EXERCISE PROMPT:
Only the lines from the one containing "best_score = current_score" through the end of the data belong in the answer; reproduce them exactly.

INPUT:
-.-.-

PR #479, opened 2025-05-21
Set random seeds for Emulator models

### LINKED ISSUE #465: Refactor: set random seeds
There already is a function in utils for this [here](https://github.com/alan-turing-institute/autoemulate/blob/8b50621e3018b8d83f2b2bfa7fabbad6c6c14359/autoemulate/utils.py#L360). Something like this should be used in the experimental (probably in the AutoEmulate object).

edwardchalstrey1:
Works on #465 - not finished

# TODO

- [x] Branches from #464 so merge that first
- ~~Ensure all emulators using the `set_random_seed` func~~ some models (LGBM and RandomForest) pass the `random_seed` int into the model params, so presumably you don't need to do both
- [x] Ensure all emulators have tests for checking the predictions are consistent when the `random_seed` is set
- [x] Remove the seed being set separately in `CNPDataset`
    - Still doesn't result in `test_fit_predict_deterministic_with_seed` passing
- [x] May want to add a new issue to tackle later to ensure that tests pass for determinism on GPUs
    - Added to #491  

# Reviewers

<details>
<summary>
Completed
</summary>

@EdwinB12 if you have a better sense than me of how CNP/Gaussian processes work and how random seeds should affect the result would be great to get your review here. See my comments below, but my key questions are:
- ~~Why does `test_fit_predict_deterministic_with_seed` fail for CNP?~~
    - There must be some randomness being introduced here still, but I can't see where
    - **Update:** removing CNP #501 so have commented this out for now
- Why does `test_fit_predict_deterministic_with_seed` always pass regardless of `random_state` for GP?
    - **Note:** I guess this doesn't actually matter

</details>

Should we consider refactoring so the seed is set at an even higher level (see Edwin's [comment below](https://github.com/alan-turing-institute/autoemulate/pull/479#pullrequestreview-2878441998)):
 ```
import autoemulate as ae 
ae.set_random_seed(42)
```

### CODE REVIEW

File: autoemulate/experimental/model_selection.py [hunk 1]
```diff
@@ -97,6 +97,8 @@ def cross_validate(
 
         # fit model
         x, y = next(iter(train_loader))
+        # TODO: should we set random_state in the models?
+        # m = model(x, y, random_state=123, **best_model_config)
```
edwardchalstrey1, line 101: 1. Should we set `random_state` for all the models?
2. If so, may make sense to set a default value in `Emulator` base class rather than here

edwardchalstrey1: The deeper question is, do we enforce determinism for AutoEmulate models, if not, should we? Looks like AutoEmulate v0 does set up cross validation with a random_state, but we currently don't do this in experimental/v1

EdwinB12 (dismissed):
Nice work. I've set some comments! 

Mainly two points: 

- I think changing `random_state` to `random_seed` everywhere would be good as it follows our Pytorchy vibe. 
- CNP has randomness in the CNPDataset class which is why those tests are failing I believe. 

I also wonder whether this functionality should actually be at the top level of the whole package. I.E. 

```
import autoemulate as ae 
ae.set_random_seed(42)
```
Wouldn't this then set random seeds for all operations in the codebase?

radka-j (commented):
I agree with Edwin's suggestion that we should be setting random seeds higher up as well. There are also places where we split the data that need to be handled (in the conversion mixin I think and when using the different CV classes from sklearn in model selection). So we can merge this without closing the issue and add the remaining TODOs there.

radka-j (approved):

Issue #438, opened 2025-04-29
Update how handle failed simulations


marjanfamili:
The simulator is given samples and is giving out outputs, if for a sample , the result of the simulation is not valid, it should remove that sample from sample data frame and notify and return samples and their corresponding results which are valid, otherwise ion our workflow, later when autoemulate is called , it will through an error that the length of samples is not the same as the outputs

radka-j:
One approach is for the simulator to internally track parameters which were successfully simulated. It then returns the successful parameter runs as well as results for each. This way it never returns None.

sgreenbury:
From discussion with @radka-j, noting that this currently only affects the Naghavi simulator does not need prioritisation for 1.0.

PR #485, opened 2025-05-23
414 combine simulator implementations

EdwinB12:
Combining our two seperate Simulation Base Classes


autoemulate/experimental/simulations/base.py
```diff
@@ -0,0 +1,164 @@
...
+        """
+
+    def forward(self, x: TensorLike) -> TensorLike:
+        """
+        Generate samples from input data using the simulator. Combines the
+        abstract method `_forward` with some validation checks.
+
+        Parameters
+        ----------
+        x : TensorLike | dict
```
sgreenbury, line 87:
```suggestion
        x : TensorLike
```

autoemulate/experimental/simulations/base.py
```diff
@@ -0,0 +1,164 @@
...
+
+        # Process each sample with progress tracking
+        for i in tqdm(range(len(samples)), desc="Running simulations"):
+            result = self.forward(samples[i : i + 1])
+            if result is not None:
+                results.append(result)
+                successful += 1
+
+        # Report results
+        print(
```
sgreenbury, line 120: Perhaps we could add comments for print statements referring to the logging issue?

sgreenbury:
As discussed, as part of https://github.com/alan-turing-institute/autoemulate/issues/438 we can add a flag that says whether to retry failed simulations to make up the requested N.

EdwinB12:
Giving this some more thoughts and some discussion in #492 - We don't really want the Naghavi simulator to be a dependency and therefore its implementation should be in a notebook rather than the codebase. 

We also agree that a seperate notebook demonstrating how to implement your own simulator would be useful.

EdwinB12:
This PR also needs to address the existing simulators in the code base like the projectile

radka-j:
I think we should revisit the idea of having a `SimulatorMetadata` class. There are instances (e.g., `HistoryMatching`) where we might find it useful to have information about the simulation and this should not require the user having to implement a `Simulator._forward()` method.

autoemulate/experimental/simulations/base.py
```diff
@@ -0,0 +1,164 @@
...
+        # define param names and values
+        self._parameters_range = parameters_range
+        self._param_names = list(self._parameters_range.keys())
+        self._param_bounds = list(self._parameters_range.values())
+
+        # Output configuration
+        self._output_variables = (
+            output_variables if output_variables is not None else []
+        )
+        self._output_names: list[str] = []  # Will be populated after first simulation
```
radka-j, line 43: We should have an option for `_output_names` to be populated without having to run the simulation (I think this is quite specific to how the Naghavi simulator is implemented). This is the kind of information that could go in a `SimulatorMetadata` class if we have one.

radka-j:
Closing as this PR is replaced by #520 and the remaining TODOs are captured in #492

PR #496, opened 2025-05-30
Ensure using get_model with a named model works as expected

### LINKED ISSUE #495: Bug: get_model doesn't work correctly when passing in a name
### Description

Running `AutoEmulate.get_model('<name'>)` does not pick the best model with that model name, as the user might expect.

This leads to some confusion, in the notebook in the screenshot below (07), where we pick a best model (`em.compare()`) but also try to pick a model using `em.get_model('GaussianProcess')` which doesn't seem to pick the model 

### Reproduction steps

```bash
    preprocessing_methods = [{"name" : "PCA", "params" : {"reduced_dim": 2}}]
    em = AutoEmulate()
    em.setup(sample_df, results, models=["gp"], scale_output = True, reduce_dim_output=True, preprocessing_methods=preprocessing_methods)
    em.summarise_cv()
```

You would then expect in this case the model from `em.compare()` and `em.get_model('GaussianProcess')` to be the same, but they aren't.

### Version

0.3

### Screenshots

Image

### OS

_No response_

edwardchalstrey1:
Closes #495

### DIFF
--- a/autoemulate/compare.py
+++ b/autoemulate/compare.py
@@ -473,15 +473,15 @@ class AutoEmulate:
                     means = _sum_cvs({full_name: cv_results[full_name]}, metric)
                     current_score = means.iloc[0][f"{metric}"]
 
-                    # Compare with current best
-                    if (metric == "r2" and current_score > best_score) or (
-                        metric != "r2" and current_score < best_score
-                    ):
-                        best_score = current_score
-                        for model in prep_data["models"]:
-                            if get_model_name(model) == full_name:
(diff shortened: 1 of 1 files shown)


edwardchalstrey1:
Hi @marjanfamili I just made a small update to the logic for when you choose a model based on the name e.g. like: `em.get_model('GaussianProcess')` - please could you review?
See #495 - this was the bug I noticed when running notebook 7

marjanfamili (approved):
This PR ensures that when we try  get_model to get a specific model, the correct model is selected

-.-.-

EXERCISE RESULT:
-                        best_score = current_score
-                        for model in prep_data["models"]:
-                            if get_model_name(model) == full_name:
(diff shortened: 1 of 1 files shown)


edwardchalstrey1:
Hi @marjanfamili I just made a small update to the logic for when you choose a model based on the name e.g. like: `em.get_model('GaussianProcess')` - please could you review?
See #495 - this was the bug I noticed when running notebook 7

marjanfamili (approved):
This PR ensures that when we try  get_model to get a specific model, the correct model is selected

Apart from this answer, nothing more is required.